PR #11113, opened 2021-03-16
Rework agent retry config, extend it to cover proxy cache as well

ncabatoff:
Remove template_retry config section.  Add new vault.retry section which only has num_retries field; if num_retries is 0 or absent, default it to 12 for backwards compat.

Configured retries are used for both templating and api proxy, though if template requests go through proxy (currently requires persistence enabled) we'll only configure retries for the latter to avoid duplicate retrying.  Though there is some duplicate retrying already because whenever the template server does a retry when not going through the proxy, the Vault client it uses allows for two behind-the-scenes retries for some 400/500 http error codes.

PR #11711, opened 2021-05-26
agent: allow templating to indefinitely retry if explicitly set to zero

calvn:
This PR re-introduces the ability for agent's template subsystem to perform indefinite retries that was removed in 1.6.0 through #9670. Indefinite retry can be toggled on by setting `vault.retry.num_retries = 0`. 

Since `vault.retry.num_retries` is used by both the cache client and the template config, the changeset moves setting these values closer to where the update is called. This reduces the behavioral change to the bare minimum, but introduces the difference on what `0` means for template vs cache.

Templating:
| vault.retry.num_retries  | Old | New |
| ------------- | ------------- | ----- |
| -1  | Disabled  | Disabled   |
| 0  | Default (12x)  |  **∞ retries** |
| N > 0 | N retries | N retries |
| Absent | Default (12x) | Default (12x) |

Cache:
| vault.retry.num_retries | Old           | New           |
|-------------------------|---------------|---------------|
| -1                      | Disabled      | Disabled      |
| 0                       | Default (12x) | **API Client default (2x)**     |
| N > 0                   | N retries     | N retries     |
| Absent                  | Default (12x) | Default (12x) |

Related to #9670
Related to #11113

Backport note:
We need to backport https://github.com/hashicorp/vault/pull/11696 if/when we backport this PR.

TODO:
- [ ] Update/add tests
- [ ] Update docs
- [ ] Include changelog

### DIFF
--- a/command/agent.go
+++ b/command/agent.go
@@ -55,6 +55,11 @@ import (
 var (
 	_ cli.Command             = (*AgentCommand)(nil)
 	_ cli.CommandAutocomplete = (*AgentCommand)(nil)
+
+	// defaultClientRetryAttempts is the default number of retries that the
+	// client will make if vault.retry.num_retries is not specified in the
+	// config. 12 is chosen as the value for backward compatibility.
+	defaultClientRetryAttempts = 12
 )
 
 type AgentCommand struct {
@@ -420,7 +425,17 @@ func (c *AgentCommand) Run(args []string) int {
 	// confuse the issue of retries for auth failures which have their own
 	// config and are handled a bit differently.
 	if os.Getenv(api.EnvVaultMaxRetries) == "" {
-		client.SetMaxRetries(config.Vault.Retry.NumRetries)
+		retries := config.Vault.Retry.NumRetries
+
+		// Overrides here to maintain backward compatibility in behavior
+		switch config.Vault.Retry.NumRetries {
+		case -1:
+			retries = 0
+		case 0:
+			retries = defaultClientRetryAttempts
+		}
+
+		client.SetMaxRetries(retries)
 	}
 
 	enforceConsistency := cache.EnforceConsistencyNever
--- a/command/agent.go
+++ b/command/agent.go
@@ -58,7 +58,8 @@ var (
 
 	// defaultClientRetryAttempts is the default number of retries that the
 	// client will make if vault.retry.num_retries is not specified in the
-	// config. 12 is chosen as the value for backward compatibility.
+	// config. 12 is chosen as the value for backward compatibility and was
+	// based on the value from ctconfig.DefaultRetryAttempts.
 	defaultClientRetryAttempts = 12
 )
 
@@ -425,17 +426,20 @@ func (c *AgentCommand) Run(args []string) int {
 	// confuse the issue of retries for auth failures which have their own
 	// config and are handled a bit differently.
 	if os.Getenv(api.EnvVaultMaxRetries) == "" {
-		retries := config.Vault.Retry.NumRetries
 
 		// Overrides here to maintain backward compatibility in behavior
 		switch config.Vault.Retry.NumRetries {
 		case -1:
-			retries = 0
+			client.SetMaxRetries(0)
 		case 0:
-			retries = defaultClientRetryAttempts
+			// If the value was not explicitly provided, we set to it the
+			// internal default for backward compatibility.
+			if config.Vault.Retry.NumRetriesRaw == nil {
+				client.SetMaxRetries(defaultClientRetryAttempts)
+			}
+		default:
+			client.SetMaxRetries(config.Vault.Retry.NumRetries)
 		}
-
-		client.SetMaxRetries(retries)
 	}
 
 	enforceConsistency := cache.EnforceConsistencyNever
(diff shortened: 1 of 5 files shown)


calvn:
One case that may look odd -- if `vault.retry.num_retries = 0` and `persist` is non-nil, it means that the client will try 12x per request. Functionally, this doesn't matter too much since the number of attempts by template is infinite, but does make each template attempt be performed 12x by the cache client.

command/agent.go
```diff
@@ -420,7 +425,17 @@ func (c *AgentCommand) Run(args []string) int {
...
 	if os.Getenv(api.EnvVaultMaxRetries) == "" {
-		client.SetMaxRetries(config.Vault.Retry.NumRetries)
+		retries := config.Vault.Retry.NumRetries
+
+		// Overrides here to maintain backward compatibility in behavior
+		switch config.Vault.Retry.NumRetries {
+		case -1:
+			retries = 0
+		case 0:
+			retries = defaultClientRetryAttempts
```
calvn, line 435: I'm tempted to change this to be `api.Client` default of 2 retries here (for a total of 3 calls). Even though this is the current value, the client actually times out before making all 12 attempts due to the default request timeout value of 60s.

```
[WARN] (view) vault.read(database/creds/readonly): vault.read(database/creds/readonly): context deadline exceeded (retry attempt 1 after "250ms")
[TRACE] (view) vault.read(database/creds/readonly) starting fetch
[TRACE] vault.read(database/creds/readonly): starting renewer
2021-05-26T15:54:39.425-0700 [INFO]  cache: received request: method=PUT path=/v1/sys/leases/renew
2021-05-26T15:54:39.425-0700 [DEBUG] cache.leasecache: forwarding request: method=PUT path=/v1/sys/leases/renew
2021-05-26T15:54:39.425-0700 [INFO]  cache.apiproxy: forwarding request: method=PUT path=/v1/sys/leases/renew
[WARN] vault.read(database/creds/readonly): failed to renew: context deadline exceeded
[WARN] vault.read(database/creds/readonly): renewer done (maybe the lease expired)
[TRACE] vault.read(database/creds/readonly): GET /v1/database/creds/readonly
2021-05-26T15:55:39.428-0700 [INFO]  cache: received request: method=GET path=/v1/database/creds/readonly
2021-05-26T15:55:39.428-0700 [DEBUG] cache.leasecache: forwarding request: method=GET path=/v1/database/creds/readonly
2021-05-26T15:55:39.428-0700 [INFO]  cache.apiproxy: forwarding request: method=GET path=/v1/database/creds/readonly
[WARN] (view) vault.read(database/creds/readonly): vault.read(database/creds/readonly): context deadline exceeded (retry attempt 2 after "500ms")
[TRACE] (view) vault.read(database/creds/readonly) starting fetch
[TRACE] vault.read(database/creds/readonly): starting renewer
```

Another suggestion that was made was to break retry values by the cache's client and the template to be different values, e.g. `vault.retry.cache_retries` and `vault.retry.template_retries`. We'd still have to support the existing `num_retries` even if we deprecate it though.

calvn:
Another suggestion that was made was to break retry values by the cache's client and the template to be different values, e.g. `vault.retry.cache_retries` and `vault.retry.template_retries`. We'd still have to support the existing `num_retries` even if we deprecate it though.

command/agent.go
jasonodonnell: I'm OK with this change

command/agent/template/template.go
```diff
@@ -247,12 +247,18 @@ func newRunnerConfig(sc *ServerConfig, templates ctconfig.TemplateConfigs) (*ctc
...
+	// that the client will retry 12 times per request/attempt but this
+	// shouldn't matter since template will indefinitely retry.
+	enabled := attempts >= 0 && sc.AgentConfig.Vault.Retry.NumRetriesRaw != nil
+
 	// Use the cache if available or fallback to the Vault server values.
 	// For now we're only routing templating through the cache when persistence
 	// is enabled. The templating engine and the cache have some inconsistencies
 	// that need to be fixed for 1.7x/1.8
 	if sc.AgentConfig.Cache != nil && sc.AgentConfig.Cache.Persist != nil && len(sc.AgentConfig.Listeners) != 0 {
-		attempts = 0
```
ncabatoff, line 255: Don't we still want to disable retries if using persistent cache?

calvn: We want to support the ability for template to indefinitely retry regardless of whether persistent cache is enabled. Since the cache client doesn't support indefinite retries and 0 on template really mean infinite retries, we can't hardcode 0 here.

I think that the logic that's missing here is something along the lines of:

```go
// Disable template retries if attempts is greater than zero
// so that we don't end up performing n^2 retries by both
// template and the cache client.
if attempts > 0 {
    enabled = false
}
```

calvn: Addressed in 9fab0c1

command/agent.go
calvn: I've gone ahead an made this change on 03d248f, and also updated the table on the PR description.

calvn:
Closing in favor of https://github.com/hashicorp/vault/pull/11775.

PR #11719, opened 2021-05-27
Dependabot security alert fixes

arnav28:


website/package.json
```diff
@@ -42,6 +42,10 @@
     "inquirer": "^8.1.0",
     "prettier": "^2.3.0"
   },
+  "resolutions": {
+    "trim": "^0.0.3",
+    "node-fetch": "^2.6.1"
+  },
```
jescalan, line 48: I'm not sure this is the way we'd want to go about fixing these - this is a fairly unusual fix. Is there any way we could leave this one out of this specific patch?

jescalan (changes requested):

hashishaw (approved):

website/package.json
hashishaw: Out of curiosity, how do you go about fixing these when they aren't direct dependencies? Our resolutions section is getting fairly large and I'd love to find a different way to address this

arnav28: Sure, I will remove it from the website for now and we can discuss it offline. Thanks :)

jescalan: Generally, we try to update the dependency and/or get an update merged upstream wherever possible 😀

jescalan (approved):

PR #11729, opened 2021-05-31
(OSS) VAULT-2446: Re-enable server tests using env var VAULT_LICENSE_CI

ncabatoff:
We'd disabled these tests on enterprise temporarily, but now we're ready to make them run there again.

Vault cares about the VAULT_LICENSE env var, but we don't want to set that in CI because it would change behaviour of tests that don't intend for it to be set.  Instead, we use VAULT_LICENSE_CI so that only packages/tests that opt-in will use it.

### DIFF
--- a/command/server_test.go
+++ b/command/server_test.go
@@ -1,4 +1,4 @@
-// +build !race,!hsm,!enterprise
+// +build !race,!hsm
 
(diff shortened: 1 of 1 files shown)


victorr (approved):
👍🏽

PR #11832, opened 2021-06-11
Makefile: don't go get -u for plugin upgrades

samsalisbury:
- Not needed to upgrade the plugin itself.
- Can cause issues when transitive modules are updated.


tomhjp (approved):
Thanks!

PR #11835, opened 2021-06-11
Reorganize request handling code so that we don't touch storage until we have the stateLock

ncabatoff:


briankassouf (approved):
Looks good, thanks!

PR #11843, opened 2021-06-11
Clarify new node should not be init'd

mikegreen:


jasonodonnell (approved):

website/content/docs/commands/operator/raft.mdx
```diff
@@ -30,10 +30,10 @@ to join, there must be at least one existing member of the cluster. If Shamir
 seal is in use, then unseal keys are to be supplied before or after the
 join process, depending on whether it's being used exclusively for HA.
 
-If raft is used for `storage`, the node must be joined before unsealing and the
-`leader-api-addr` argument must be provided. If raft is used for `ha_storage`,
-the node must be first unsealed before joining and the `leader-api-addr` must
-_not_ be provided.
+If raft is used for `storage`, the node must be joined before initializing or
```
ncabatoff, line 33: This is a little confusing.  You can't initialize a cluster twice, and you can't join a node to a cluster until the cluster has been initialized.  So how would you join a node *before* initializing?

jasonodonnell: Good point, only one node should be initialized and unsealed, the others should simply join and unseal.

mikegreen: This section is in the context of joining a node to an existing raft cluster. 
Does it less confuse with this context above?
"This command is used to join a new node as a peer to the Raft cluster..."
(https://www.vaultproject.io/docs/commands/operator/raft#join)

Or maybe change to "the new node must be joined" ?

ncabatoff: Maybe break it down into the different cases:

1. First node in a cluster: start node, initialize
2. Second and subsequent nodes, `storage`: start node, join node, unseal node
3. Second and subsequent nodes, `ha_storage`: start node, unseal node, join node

## Task
Only the lines from the beginning of the listing through the line containing "Remove template_retry config" are wanted, each restated word for word.

## Answer to this task
PR #11113, opened 2021-03-16
Rework agent retry config, extend it to cover proxy cache as well

ncabatoff:
Remove template_retry config section.  Add new vault.retry section which only has num_retries field; if num_retries is 0 or absent, default it to 12 for backwards compat.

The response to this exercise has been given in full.